Report every line below that holds the word "Please".

#### [Dataset entries]
==============================
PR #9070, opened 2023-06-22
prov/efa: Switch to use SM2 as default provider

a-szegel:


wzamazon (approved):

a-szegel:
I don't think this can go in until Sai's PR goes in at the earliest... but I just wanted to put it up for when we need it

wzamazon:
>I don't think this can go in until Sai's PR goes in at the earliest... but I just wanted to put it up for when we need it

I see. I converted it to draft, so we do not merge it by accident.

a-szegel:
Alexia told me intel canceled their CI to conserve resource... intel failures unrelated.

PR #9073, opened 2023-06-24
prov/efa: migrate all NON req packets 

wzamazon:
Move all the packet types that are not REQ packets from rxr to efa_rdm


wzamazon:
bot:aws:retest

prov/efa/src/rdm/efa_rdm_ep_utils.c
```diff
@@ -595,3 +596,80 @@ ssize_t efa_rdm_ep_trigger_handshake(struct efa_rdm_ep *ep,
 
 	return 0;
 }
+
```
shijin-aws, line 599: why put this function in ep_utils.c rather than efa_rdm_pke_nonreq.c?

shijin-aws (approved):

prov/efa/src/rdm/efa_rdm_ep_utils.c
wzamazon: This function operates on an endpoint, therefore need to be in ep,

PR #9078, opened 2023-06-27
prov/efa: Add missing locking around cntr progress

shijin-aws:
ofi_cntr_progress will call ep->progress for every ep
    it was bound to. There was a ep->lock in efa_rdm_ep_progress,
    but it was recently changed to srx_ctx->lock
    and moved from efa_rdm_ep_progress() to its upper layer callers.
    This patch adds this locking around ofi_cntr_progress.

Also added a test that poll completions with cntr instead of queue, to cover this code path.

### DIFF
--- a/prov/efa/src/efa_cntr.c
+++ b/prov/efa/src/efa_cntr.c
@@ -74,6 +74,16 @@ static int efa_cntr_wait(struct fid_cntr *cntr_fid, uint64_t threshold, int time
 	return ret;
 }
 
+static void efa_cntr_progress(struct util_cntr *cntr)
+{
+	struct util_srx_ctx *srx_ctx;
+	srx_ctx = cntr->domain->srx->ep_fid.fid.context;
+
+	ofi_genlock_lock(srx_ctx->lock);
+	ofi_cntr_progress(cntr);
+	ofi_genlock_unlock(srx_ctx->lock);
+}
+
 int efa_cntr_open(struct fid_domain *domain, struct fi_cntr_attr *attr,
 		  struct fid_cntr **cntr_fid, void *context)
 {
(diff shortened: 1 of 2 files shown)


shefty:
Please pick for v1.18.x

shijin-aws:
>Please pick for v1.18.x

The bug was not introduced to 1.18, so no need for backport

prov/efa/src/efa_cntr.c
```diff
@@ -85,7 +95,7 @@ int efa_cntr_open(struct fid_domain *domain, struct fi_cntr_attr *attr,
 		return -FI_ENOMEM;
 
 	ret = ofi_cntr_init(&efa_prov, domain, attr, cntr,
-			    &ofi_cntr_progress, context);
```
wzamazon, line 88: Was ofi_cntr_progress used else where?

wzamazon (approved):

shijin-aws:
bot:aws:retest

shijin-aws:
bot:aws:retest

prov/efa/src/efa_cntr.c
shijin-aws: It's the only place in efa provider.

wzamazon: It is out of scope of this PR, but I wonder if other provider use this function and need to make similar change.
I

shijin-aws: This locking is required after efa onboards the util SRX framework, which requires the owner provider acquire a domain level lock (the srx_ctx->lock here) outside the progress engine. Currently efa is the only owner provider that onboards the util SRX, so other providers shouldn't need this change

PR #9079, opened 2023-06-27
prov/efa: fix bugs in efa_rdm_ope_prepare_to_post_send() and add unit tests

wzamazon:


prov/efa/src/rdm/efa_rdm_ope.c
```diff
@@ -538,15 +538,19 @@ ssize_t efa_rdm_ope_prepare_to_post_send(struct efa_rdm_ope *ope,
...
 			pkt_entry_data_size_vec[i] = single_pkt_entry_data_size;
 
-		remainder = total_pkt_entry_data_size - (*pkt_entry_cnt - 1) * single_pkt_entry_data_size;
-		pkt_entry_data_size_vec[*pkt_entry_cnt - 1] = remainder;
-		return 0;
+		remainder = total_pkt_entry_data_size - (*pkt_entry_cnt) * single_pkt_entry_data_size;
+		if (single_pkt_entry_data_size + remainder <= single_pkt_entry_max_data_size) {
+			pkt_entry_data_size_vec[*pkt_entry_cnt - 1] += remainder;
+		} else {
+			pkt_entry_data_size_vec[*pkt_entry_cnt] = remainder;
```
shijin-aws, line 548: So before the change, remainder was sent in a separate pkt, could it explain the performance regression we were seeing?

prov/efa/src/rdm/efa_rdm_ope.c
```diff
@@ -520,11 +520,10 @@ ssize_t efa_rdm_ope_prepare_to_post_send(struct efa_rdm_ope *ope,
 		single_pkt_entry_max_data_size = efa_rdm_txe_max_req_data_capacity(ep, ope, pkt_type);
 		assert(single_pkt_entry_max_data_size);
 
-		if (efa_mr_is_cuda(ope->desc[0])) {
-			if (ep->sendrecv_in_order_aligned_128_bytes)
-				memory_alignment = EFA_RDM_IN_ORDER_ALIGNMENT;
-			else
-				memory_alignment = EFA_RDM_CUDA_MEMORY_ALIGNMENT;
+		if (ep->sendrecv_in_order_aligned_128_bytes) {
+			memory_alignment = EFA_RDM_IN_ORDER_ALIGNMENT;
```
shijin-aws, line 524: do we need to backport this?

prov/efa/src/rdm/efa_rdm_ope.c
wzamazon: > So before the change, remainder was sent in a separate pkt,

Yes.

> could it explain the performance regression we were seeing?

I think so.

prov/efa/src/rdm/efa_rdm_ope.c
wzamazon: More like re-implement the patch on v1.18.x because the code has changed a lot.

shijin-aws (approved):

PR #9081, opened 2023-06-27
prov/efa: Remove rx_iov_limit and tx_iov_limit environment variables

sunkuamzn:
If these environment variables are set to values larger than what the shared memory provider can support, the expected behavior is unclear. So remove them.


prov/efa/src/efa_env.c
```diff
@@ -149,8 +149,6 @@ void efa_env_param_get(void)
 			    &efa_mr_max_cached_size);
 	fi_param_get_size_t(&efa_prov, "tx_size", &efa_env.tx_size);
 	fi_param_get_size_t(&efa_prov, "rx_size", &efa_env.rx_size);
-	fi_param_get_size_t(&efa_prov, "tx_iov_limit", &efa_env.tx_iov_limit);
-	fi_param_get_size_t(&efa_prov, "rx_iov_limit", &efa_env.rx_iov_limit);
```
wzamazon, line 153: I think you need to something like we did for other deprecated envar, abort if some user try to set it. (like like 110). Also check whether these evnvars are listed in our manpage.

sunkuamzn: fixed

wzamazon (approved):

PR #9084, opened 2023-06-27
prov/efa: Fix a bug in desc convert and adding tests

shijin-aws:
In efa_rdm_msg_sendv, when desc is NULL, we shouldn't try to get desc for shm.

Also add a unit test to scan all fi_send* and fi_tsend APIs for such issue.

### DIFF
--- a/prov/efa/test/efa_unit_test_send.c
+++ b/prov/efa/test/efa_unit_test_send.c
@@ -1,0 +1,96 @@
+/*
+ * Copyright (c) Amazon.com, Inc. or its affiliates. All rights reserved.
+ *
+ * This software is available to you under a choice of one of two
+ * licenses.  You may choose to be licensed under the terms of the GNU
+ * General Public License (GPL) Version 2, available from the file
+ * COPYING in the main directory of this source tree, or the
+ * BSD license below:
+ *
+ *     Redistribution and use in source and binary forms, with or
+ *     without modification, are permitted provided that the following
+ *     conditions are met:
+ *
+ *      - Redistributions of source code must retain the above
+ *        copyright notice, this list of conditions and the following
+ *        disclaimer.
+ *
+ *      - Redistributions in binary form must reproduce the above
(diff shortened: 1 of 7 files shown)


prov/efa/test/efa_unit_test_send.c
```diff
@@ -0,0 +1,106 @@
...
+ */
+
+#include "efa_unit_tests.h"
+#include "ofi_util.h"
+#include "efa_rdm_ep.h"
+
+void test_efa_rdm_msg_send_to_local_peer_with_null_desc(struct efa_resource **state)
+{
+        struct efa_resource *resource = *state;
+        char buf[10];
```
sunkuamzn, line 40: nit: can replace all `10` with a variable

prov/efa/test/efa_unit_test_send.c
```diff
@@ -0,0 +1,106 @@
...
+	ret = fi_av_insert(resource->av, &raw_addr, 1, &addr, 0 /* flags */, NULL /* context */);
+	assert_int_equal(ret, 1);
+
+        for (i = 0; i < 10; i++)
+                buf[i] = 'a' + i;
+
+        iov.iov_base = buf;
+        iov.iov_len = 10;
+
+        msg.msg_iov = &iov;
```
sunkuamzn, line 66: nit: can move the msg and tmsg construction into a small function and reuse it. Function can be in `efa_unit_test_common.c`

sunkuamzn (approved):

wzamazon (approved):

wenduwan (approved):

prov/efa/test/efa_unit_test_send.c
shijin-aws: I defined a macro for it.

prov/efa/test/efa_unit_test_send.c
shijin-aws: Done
==============================
#### [Output]
Please pick for v1.18.x
>Please pick for v1.18.x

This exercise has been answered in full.